Grandpap let that sink in. Then he went on.
“I mean all the mixed-up and frightened and lonely boys of New York who might end up murdering for kicks unless you can help them. I have a feeling, David, that the only thing you need do is expand your horizons.”
Grandfather had a way of putting things that left me inspired. From wanting to get away from the city as fast as possible, I suddenly found myself wanting to rush right back and get to work. I said something like this to Grandpap, and he just smiled.
“It’s easy to say that, sitting here in this warm kitchen talking to your old grandfather. But wait until you meet more of these boys before you start having visions. They’ll be full of hate and sin, worse than you’ve even heard of. They’re just boys, but they know what murder is, and rape, and sodomy. How are you going to handle such things when you meet them?”
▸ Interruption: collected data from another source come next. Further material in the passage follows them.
PR #30, opened 2019-07-02
AP-734 create outgoings

reggieb:
[Jira AP-734](https://dsdmoj.atlassian.net/browse/AP-734)

This PR creates an outgoings endpoint.

It also uses [apipie](https://github.com/Apipie/apipie-rails) to document and validate the JSON requests/responses.

The PDF below shows an HTML version of the resultant api docs for the new create action (the real thing is a little prettier). This is available at http://localhost:3000/apidocs/1.0/outgoings/create.html

[API documentation.htm.pdf](https://github.com/ministryofjustice/check-financial-eligibility/files/3350730/API.documentation.htm.pdf)


app/controllers/outgoings_controller.rb
```diff
@@ -0,0 +1,38 @@
...
+  end
+
+  private
+
+  def outgoing_creation_service
+    @outgoing_creation_service ||= OutgoingsCreationService.call(input[:outgoings])
+  end
+
+  def input
+    @input ||= JSON.parse(request.raw_post).symbolize_keys
```
Kalagan: would
```ruby
JSON.parse(request.raw_post, symbolize_names: true)
```
work instead of 
```ruby
JSON.parse(request.raw_post).symbolize_keys
```
?

app/models/outgoing.rb
```diff
@@ -0,0 +1,9 @@
+class Outgoing < ApplicationRecord
+  enum type_of_outgoing: {
+    rent: 'rent',
+    mortgage: 'mortgage',
+    child_care: 'child_care',
+    maintenance: 'maintenance',
+    legal_aid: 'legal_aid'
```
Kalagan: no `.freeze`? 😃

app/controllers/outgoings_controller.rb
```diff
@@ -0,0 +1,38 @@
...
+      render json: outgoing_creation_service
+    else
+      render_unprocessable(outgoing_creation_service.error_message)
+    end
+  end
+
+  private
+
+  def outgoing_creation_service
+    @outgoing_creation_service ||= OutgoingsCreationService.call(input[:outgoings])
```
Kalagan: Don't you need to also pass `input[:assessment_id]` in addition to `input[:outgoings]`?

app/services/outgoings_creation_service.rb
```diff
@@ -0,0 +1,33 @@
...
+      success: success?,
+      outgoings: (outgoings if success?),
+      errors: error_message
+    }
+  end
+
+  def outgoings
+    @outgoings ||= Outgoing.transaction do
+      params.map { |attrs| Outgoing.create(attrs) }
+    end
```
Kalagan: These outgoings don't belong to any assessment?
I think you need to get the `assessment` and then you should be able to do `assessment.outgoings.create!(params)`

app/controllers/outgoings_controller.rb
```diff
@@ -0,0 +1,38 @@
...
+    param :payment_date, Date, date_option: :today_or_older, required: true, desc: 'The date the outgoing was paid'
+    param :amount, :currency, required: true, desc: 'The monetary amount paid for the outgoing'
+  end
+
+  returns code: :ok, desc: 'Successful response' do
+    property :objects, array_of: Outgoing
+    property :success, ['true'], desc: 'Success flag shows true'
+  end
+  returns code: :unprocessable_entity do
+    property :error, String, desc: 'Description of why object invalid'
```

I couldn’t honestly answer him.
“Let me tell you the answer to my own question, Davie. Instead of looking at these things, you’ve got to keep your eye focused on the central heart of the Gospel. What would you say that is?”
I looked him in the eye. “I’ve heard my own grandfather often enough on this subject,” I said, “to give him an answer from his own sermons. The heart of the Gospel is change. It is transformation. It is being born again to a new life.”
“You rattle that off pretty smooth, David. Wait until you watch the Lord do it. Then you’ll get even more excitement in your voice. But that’s the theory. The heart of Christ’s message is extremely simple: an encounter with God—a real one —means change.”
I could tell from the way my grandfather was getting restless that our interview was about to end. Grandpap unfolded himself stiffly from his chair and started walking toward the door. Knowing him for a dramatist at heart, I felt that the most important part of our discussion was only now to come out.
“Davie,” said Grandpap with his hand on the farmhouse door, “I’m still worried about you when you meet the raw life of the city. You’ve been sheltered. When you meet wickedness in the flesh it could petrify you.
“You know . . .” and then Grandpap started off on a story that didn’t seem to me to have any relation to his point. “Some time ago I was taking a walk through the hills when I came across an enormous snake. He was a big one, Davie, three inches thick and four feet long, and he just lay there in the sun looking scary. I was afraid of this thing and I didn’t move for a long time, and lo and behold, while I was watching, I saw a miracle. I saw a new birth. I saw that old snake shed its skin and leave it lying there in the sun and go off a new and really beautiful creature.
“When you start your new work in the city, boy, don’t you be like I was, petrified by the outward appearance of your boys. God isn’t. He’s just waiting for each one of them to crawl right out of that old sin-shell and leave it behind. He’s waiting and yearning for the new man to come out.
“Never forget that, David, when you see your snakes, as surely you will, on the sidewalks of New York.”